- Other names: Angioma hereditary neurocutaneous, Hemangiomatosis, disseminated, Hereditary neurocutaneous malformation spinal arterial, Venous malformations with cutaneous hemangiomas.
- Specialty: Medical genetics
- Usual onset: Birth
- Causes: Presumed genetic mutation
- Risk factors: Family history
- Frequency: rare
- Deaths: 3

= Hereditary neurocutaneous angioma =

Hereditary neurocutaneous angioma is a rare genetic disorder characterized by the appearance of angiomas on cutaneous and neurological areas of the body in multiple members of a single family.

== Presentation ==

Individuals with this condition typically have angiomatous lesions on the brain, spinal cord, (neuro) and skin (cutaneous). Of these angiomas, those which are present in the central nervous system tend to bleed more easily and often. These lesions typically vary in size, color and shape between people.

== Complications ==

Potential complications that people with this condition have a higher chance of suffering from are cerebral bleeding, arteriovenous malformation-associated seizures, paralysis, gastrointestinal bleeding, and hematuria. In rare cases, premature death might occur.

== Causes ==

No genetic cause for this condition has been identified, although it is known to be hereditary; most cases of hereditary neurocutaneous angioma reported in medical literature consisted of various affected members in multi-generational families.

== Diagnosis ==

A diagnosis can be made by examining family history, symptoms, MRIs, and cerebral angiographies.

== Treatment ==

Hemangiomas can be removed by surgical resection.

== Prevalence ==

According to OMIM, only 7 families around the world with hereditary neurocutaneous angioma have been described in medical literature.

== Cases ==

The following list comprises the list of most (if not all) cases of hereditary neurocutaneous angioma:

- 1964: Burke et al. describes 2 un-related American infants who had multiple small hemangiomatic lesions in various areas of the skin and the brain.
- 1976: Kaplan et al. describes a 3-generation Canadian family with hereditary neurocutaneous angioma.

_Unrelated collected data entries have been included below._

PR #1510, opened 2023-11-23
Start on `function_name` transform.

milesj:


.gitmodules
```diff
@@ -17,4 +17,4 @@
 	path = tasks/prettier_conformance/prettier
 	url = git@github.com:prettier/prettier.git
 	shallow = true
-	branch = e8ac9f8d2a1c7083ac4f8a9b960521b62d60c94f #v3.1.0
```
milesj, line 20: this hash wasnt working

mysteryven: It has updated to 'main' now.

crates/oxc_transformer/src/es2015/function_name.rs
```diff
@@ -0,0 +1,169 @@
...
+    }
+
+    // Internal only
+    fn transform_expression<'b>(&mut self, expr: &mut Expression<'a>, mut id: BindingIdentifier) {
+        // function () {} -> function name() {}
+        if let Expression::FunctionExpression(func) = expr {
+            let scopes = self.ctx.scopes();
+            let mut count = 0;
+
+            // let mut finder = IdentFinder { id, found: 0 };
```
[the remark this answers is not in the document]
Boshen: Took me a while to figure out what's going on 😅 

For your particular problem, we cannot pass in `mut id: BindingIdentifier` - if you need to change the identifier, you need to replace the expression entirely. 

e.g. 

https://github.com/oxc-project/oxc/blob/6ec257ba2d9aad94930b3e8c44e17f2a6d0400a7/crates/oxc_transformer/src/es2021/logical_assignment_operators.rs#L94C23-L94C23

In your case, have a function returns a new `BindingIdentifier` and replace `VariableDeclarator`.id with it.

----

As for scope descendants, It seems like `scopes.descendants()` is for walking the entire scope tree, its not walking from the current scope. We may need to add more features to the scope tree in order to make this work. The scope tree is currently a parent pointing tree, it doesn't have any child node information yet.

Boshen:
It would be nice if we can merge most of the boilerplate first, so we don't hang onto a huge PR.

milesj:
@Boshen Agreed, let me polish this PR up, I'll "disable it from transforming", and we can land it and figure out next steps.

The big problem I keep running into, is how to traverse parent/children relationships, _and mutate them_. I've been looking at both babel and swc, and they do some crazy traversal stuff for some of these transforms. As a simple case, the `arrow_functions` transform mutates the parent by inserting `let _this = this` declarations, so that scoping within the arrow function isn't broken. There are far crazier patterns than that.

The only way I've gotten even close to supporting this, is by starting at the parent and mutating down, but this runs this risk of not transforming all possible use cases.

I think before we can move forward on a lot of these transforms, we need to figure out how we want to approach this. I've dabble a bit, but I still don't have the context into oxc like you do.

Issue #1506, opened 2023-11-22
feat(oxc_semantic): jsdoc for other AstTypes


etkachev:
Hello! Was wondering if the jsdoc builder can also register jsdocs for docs that are included on properties and methods on classes for example.

Looking through the [code](https://github.com/oxc-project/oxc/blob/main/crates/oxc_semantic/src/jsdoc/builder.rs#L26), it looks like it only registers those that are declarations only. Would be nice to be able to extract jsdoc for things like this:

```typescript
@Component({
   selector: 'app-card-section',
})
export class CardSectionComponent {
  /**
   * text to display in top header
   */
  @Input() headerText: string;
  /**
   * secondary text
   */
  @Input() subText: string;
  /**
   * whether to show divider between sections
   */
  @Input() showDivider = true;

  /**
   * expand the card accordion section
   */
  expand() {
    // TODO
  }
}
```

shannonrothe:
These would be considered decorators not jsdoc annotations right @Boshen?

Boshen:
The current jsdoc build is incomplete, we welcome PRs that can expand its functionalities.

@etkachev Are you looking into oxc for building something new in Rust?

Boshen:
> These would be considered decorators not jsdoc annotations right @Boshen?

I don't get your questions 🤔 

But I looked up comment attachment in AST explorer and have confirmed that

`@Input() headerText: string;` should have the jsdoc comment `/**\n* text to display in top header\n*/`

shannonrothe:
Ah sorry, I thought they were referring to parsing the decorators on those class fields as jsdoc annotations!

I can take a look at handling more cases with jsdoc comments soon 👍🏻

etkachev:
@Boshen @shannonrothe  I saw that you guys merged some updates to the crates. Is there a timeline on how often you guys push out updates for these?

Boshen:
I've published the latest changes as v0.4.0 to crates.io

PR #1517, opened 2023-11-23
feat(ast/semantic): parse jsdoc on `PropertyDefinition`

shannonrothe:
This should be enough to handle jsdoc comments on class properties/fields.

See #1506

### DIFF
--- a/crates/oxc_ast/src/ast_kind.rs
+++ b/crates/oxc_ast/src/ast_kind.rs
@@ -183,7 +183,7 @@ impl<'a> AstKind<'a> {
         || matches!(self, Self::Class(class) if class.is_declaration())
         || matches!(self, Self::ModuleDeclaration(_) | Self::TSEnumDeclaration(_) | Self::TSModuleDeclaration(_)
             | Self::VariableDeclaration(_) | Self::TSInterfaceDeclaration(_)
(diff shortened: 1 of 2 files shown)


crates/oxc_ast/src/ast_kind.rs
```diff
@@ -183,7 +183,7 @@ impl<'a> AstKind<'a> {
         || matches!(self, Self::Class(class) if class.is_declaration())
         || matches!(self, Self::ModuleDeclaration(_) | Self::TSEnumDeclaration(_) | Self::TSModuleDeclaration(_)
             | Self::VariableDeclaration(_) | Self::TSInterfaceDeclaration(_)
-            | Self::TSTypeAliasDeclaration(_) | Self::TSImportEqualsDeclaration(_)
+            | Self::TSTypeAliasDeclaration(_) | Self::TSImportEqualsDeclaration(_) | Self::PropertyDefinition(_)
```
shannonrothe, line 186: Not 100% sure if this should be more specific, where else can `PropertyDefinition` exist? 😅

Boshen: You can quickly search it through `crates/oxc_ast/src/ast/js.rs` 😅

PR #1525, opened 2023-11-23
fix(oxc_vscode): vscode extension - check on file change (not on file save) 

### LINKED ISSUE #1518: vscode extension - check on file change (not on file save)
Currently, the extensions run a check each time a file is saved. Instead, it would be useful if it will each on file change (like ESLint does)

IWANABETHATGUY:
1. Closed https://github.com/oxc-project/oxc/issues/1518

[录屏 2023年11月24日 12时08分14秒.webm](https://github.com/oxc-project/oxc/assets/17974631/6ff42edf-b837-466a-a9fa-a1d1244dfd45)

### DIFF
--- a/editors/vscode/pnpm-lock.yaml
+++ b/editors/vscode/pnpm-lock.yaml
@@ -1,7 +1,7 @@
 lockfileVersion: '6.0'
 
 settings:
-  autoInstallPeers: true
+  autoInstallPeers: false
   excludeLinksFromLockfile: false
 
 dependencies:
--- a/editors/vscode/pnpm-lock.yaml
+++ b/editors/vscode/pnpm-lock.yaml
@@ -1,7 +1,7 @@
 lockfileVersion: '6.0'
 
 settings:
-  autoInstallPeers: false
+  autoInstallPeers: true
   excludeLinksFromLockfile: false
 
 dependencies:
--- a/editors/vscode/server/src/linter.rs
+++ b/editors/vscode/server/src/linter.rs
@@ -155,7 +155,11 @@ impl IsolatedLintHandler {
         Self::process_diagnostics(&rx_error)
     }
 
-    pub fn run_single(&self, path: &Path, content: Option<String>) -> Option<Vec<DiagnosticReport>> {
+    pub fn run_single(
+        &self,
+        path: &Path,
+        content: Option<String>,
+    ) -> Option<Vec<DiagnosticReport>> {
         if Self::is_wanted_ext(path) {
             Some(
                 Self::lint_path(&self.linter, path, Arc::clone(&self.plugin), content).map_or(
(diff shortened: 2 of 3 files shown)


.vscode/launch.json
```diff
@@ -10,7 +10,6 @@
 			"args": ["--extensionDevelopmentPath=${workspaceFolder}/editors/vscode" ],
 			"sourceMaps": true,
 			"outFiles": ["${workspaceFolder}/editors/vscode/dist/*.js"],
-			"preLaunchTask": "watch",
```
IWANABETHATGUY, line 13: https://github.com/microsoft/vscode/issues/180641, vscode can't prelaunch a esbuild-watch task

editors/vscode/package.json
```diff
@@ -50,12 +50,35 @@
         "title": "Show Trace Output Channel",
         "category": "Oxc"
       }
-    ]
+    ],
+    "configuration": {
```
IWANABETHATGUY, line 54: this configuration to get traces from lsp, e.g: 
image

editors/vscode/client/extension.ts
```diff
@@ -70,7 +69,8 @@ export async function activate(context: ExtensionContext) {
   const traceOutputChannel = window.createOutputChannel(traceOutputChannelName);
 
   const ext = process.platform === "win32" ? ".exe" : "";
-  const command = join(context.extensionPath, `./target/release/oxc_vscode${ext}`);
+  let serverPath = process.env.SERVER_PATH_DEV ?? `oxc_vscode${ext}`;
```
IWANABETHATGUY, line 72: We should have a language server path config to let user customize, this could be improve in next pr.

editors/vscode/pnpm-lock.yaml
```diff
@@ -1,7 +1,7 @@
 lockfileVersion: '6.0'
 
 settings:
-  autoInstallPeers: true
+  autoInstallPeers: false
```
Boshen, line 4: How is this being changed? I'm not seeing any other config changes related to this.

Boshen (commented):
This PR is mixing too many different changes making it hard to review. Which part is code fix which part is infra enhancement? Can you split the PR?

editors/vscode/server/src/linter.rs
```diff
@@ -228,9 +232,12 @@ impl IsolatedLintHandler {
         linter: &Linter,
         path: &Path,
         plugin: Plugin,
+        source_text: Option<String>,
     ) -> Option<(PathBuf, Vec<ErrorWithPosition>)> {
-        let source_text =
-            fs::read_to_string(path).unwrap_or_else(|_| panic!("Failed to read {path:?}"));
+        let source_text = source_text.unwrap_or_else(|| {
```
Boshen, line 237: I don't get this. What's the source of truth when it comes to reading source code in vscode? Is it from the disk or some other vscode API?

IWANABETHATGUY: It comes from the language server protocol, you can get the up-to-date source code from it, current problem is that we would get the outdated source code if the user doesn't trigger the save action. 
https://github.com/oxc-project/oxc/blob/023e6eabcd5121ff1a231b5e1fcf8e9b2cf607d4/editors/vscode/server/src/linter.rs#L232C8-L233C92

IWANABETHATGUY: For more details, you could refer https://microsoft.github.io/language-server-protocol/specifications/lsp/3.17/specification/#textDocumentContentChangeEvent.

PR #1526, opened 2023-11-23
feat(query): Add is_getter, is_setter, is_constructor to all Function implementors

u9g:
---

<details open="true"><summary>Generated summary (powered by <a href="https://app.graphite.dev">Graphite</a>)</summary>

> # TL;DR
> This pull request adds new properties to the `ArrowFunction`, `FnDeclaration`, and `Function` interfaces in the Trustfall schema. It also adds implementation for resolving these properties in the `adapter.rs` and `properties.rs` files. Additionally, it adds a new method `function_scope_flag` to the `Vertex` struct in the `vertex.rs` file.
> 
> # What changed
> - Added new properties (`is_getter`, `is_setter`, `is_constructor`) to the `ArrowFunction`, `FnDeclaration`, and `Function` interfaces in the Trustfall schema.
> - Implemented the resolution of these properties in the `resolve_arrow_function_property`, `resolve_fn_declaration_property`, and `resolve_function_property` functions in the `properties.rs` file.
> - Added a new method `function_scope_flag` to the `Vertex` struct in the `vertex.rs` file.
> 
> # How to test
> 1. Run the test suite to ensure that all existing tests pass.
> 2. Add new tests to cover the newly added properties and the `function_scope_flag` method.
> 3. Run the test suite again and ensure that all tests pass.
> 
> # Why make this change
> - The new properties (`is_getter`, `is_setter`, `is_constructor`) provide additional information about functions in the Trustfall schema, allowing clients to query for these properties.
> - The `function_scope_flag` method in the `Vertex` struct provides a convenient way to access the scope flags of a function node, which can be useful for various analysis and processing tasks.
</details>

### DIFF
--- a/crates/oxc_query/src/vertex.rs
+++ b/crates/oxc_query/src/vertex.rs
@@ -4,7 +4,7 @@ use enum_as_inner::EnumAsInner;
 use oxc_ast::ast::ArrayExpressionElement;
 #[allow(clippy::wildcard_imports)]
 use oxc_ast::{ast::*, AstKind};
-use oxc_semantic::{AstNode, AstNodeId};
+use oxc_semantic::{AstNode, AstNodeId, ScopeFlags};
 use oxc_span::{GetSpan, Span};
 use trustfall::provider::{Typename, VertexIterator};
 use url::Url;
@@ -276,6 +276,29 @@ impl<'a> Vertex<'a> {
                 "'function_is_generator' function should only ever be called with an ArrowFunction or FnDeclaration"
             ),
         }
+    }
+
+    pub fn function_scope_flag(&self, adapter: &Adapter<'_>) -> ScopeFlags {
+        let wanted_node_hash = match &self {
+            Vertex::ArrowFunction(data) => calculate_hash(data.arrow_expression),
+            Vertex::FnDeclaration(data) => calculate_hash(data.function),
+            _ => unreachable!(
+                "'function_scope_flag' function should only ever be called with an ArrowFunction or FnDeclaration"
+            ),
+        };
+
+        let found = adapter.semantic.nodes().iter().find(|x| {
+            let hash_of_node = match x.kind() {
+                AstKind::ArrowExpression(ae) => calculate_hash(ae),
+                AstKind::Function(fn_) => calculate_hash(fn_),
+                _ => return false,
+            };
+            hash_of_node == wanted_node_hash
+        });
+
+        adapter.semantic.scopes().get_flags(
+            found.expect("an arrowexpression or function should always be in the ast if we can have the struct of it").scope_id(),
+        )
     }
 
     pub fn function_parameter(&self) -> VertexIterator<'a, Vertex<'a>> {
--- a/crates/oxc_query/src/vertex.rs
+++ b/crates/oxc_query/src/vertex.rs
@@ -279,15 +279,21 @@ impl<'a> Vertex<'a> {
     }
 
     pub fn function_scope_flag(&self, adapter: &Adapter<'_>) -> ScopeFlags {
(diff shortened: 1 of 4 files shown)


u9g:
* main
  * **PR #1524** <a href="https://app.graphite.dev/github/pr/oxc-project/oxc/1524?utm_source=stack-comment-icon" target="_blank">Graphite</a> 
    * **PR #1526** <a href="https://app.graphite.dev/github/pr/oxc-project/oxc/1526?utm_source=stack-comment-icon" target="_blank">Graphite</a>  👈

This [stack of pull requests](https://stacking.dev/?utm_source=stack-comment) is managed by [Graphite](https://app.graphite.dev/github/pr/oxc-project/oxc/1526?utm_source=stack-comment).

crates/oxc_query/src/vertex.rs
```diff
@@ -278,6 +278,29 @@ impl<'a> Vertex<'a> {
...
+    pub fn function_scope_flag<'c, 'b>(&self, adapter: &'c Adapter<'b>) -> ScopeFlags {
+        let wanted_node_hash = match &self {
+            Vertex::ArrowFunction(data) => calculate_hash(data.arrow_expression),
+            Vertex::FnDeclaration(data) => calculate_hash(data.function),
+            _ => unreachable!(
+                "'function_scope_flag' function should only ever be called with an ArrowFunction or FnDeclaration"
+            ),
+        };
+
+        let found = adapter.semantic.nodes().iter().find(|x| {
```
u9g, line 290: it's not great to iterate the entire node stack each time, is it worth adding a hashmap here to just store the calculated hash to the scope flags so if we do multiple lookups we don't need to iterate all the nodes multiple times?

crates/oxc_query/src/vertex.rs
```diff
@@ -278,6 +278,29 @@ impl<'a> Vertex<'a> {
...
+            let hash_of_node = match x.kind() {
+                AstKind::ArrowExpression(ae) => calculate_hash(ae),
+                AstKind::Function(fn_) => calculate_hash(fn_),
+                _ => return false,
+            };
+            hash_of_node == wanted_node_hash
```
u9g, line 296: This fails to find the correct function on line 2, since both functions have the same hash. Maybe augmenting by also filtering for the same start and end span would work?

```
{ class X { set foo(v) { return String(v) } } }
{ x = function (v) { return String(v); } }
```

u9g (commented):
https://github.com/oxc-project/oxc/pull/1527 should be merged before this.

crates/oxc_query/src/vertex.rs
u9g: this is fixed in #1527 to my knowledge.

Boshen:
> #1527 should be merged before this.

Since you're using graphite, you need to `gt move` and reorder the PRs. Otherwise they'll be merged in the current order.

crates/oxc_query/src/vertex.rs
Boshen: Yes, hash + span should work.

crates/oxc_query/src/vertex.rs
Boshen: Let's just iterate it until performance regression is noticeable.

u9g:
> > #1527 should be merged before this.
> 
> Since you're using graphite, you need to `gt move` and reorder the PRs. Otherwise they'll be merged in the current order.

Is this not the correct order, as in that depends on this being merged before it can be merged?

The idea is that the fix pr should be merged into this pr, which I think is what the stack expresses now, maybe I'm not understanding correctly.

Boshen:
You are free to merge these PRs yourself, I don't know what's going on 😅

PR #1551, opened 2023-11-26
feat(prettier): add id on `IfBreak` and `Group`

mysteryven:


crates/oxc_prettier/src/doc.rs
```diff
@@ -37,22 +40,36 @@ pub enum Doc<'a> {
...
 }
 
+static ID_COUNTER: AtomicUsize = AtomicUsize::new(0);
+pub type DocId = u32;
+
+impl<'a> Doc<'a> {
+    pub fn next_id() -> DocId {
+        DocId::try_from(ID_COUNTER.fetch_add(1, Ordering::SeqCst)).unwrap_or_default()
+    }
+}
```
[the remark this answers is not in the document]
Boshen: I agree, we don't need atomics for tracking state.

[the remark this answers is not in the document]
mysteryven: Done, only use a `u32` without inner mutability, it's not needed current.

crates/oxc_prettier/src/lib.rs
```diff
@@ -23,6 +23,19 @@ use crate::{doc::Doc, format::Format, printer::Printer};
 
 pub use crate::options::{ArrowParens, EndOfLine, PrettierOptions, QuoteProps, TrailingComma};
 
+type GroupId = u32;
+#[derive(Default)]
+struct GroupIdBuilder {
```
Boshen, line 28: Let's use the newtype idiom here https://doc.rust-lang.org/rust-by-example/generics/new_types.html

Just call it `GroupId` and expose the API `next_id`.

crates/oxc_prettier/src/printer/mod.rs
```diff
@@ -220,9 +228,18 @@ impl<'a> Printer<'a> {
         self.line_suffix.push(Command { indent, mode, doc: Doc::Array(docs) });
     }
 
-    fn handle_if_break(&mut self, doc: Doc<'a>, indent: Indent, mode: Mode) {
-        if mode == Mode::Break {
-            self.cmds.push(Command::new(indent, Mode::Break, doc));
+    fn handle_if_break(&mut self, if_break: IfBreak<'a>, indent: Indent, mode: Mode) {
+        let IfBreak { break_contents, flat_content, group_id } = if_break;
+        let group_mode = group_id.map_or(Some(mode), |id| self.group_mode_map.get(&id).copied());
```
camc314, line 233:
```suggestion
        let group_mode = group_id.map_or(mode, |id| self.group_mode_map.get(&id).cloned().unwrap_or(Mode::Flat));
```
i don't think this should return an option - we should always print either the contents of `flat` or `break` regardless of whether the groupid was found in the map.

prehaps we should `dbg_assert!` that it exists?

camc314: prettier for ref -> https://github.com/prettier/prettier/blob/eebf0e4b5ec8ac24393c56ced4b4819d4c551f31/src/document/printer.js#L269-L271

camc314: oh my bad, was looking at `fits`

crates/oxc_prettier/src/lib.rs
mysteryven: Done!

Boshen:
### Merge activity

* **Nov 27, 9:53 AM**: @Boshen merged this pull request with [Graphite](https://app.graphite.dev/github/pr/oxc-project/oxc/1551).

The proband was a 16-month-old infant girl who suffered from paraplegia as a result of an intraspinal AV malformation which was the consequence of cutaneomeningospinal angiomatosis. Family history examination found that cutaneous hemangiomas were quite common in her family, and they occurred in 3 generations of it. No instance of male-to-male transmission were observed in her family.
- 1979: Zaremba et al. describes 4 members of a 3-generation Polish family. One of these patients died at the age of 28 due to 'multiple dilated thin-walled vessels in the cerebral substance', said patient had a pink-colored hemangioma planum lesion of irregular shape located in the left shoulder, arm, and forearm which faded temporarily when it had pressure applied on it, the patient's younger brother developed a left hemiparesis aged 13 and died aged 19 due to complications from an attempted spinal angioma resection in the C6-T1 region. He had two angiomas, one in his left frontotemporal area and another one over his right mastoid process. The father of both of the brothers also developed left hemiparesis aged 58, alongside recurrent urinary and gastrointestinal hemorrhage. The presence of angiomas was noted on his chest and his left thigh. One of the daughters of the older brother (who later died aged 28 like her father) had 4 angiomas, 3 of which were present in her lumbosacral area, while the other one was present in her left palm.
- 1980: Foo et al. describes 7 affected members from a 3-generation American family. The proband was a 33-year-old man who had cervical anterior cord syndrome as a result of an arteriovenous malformation in his cervical endural space spontaneously bleeding. Family history examination found vascular malformations of the skin in 6 other members belonging to 3 generations of his family: his mother had 4 hemangiomas located in her back, face, neck, and right thigh removed, a maternal aunt had an hemangioma located in her left ankle removed when she was 20 years old, one of his brothers had an hemangioma located above his right ear removed at age 10 and one of his younger sisters had 2 angiomas removed at separate ages, one located in her right shoulder when she was 15 and the other located in her pelvis when she was 31, said sister went on to have 2 sons, of which one had an hemangioma located in his forehead removed when he was 2 and the other had an hemangioma located on the left side of his face removed when he was 3.
- 1988: Hurst and Baraitser describe 2 British families with hereditary neurocutaneous angioma. The first instance consisted of a father and son (2 members of a 2-generation family), the father had hemangiomas in his arm, nose, and trunk, while his son had an arteriovenous malformation in his temporal lobe. The second instance consisted of 5 affected members from a 4-generation family.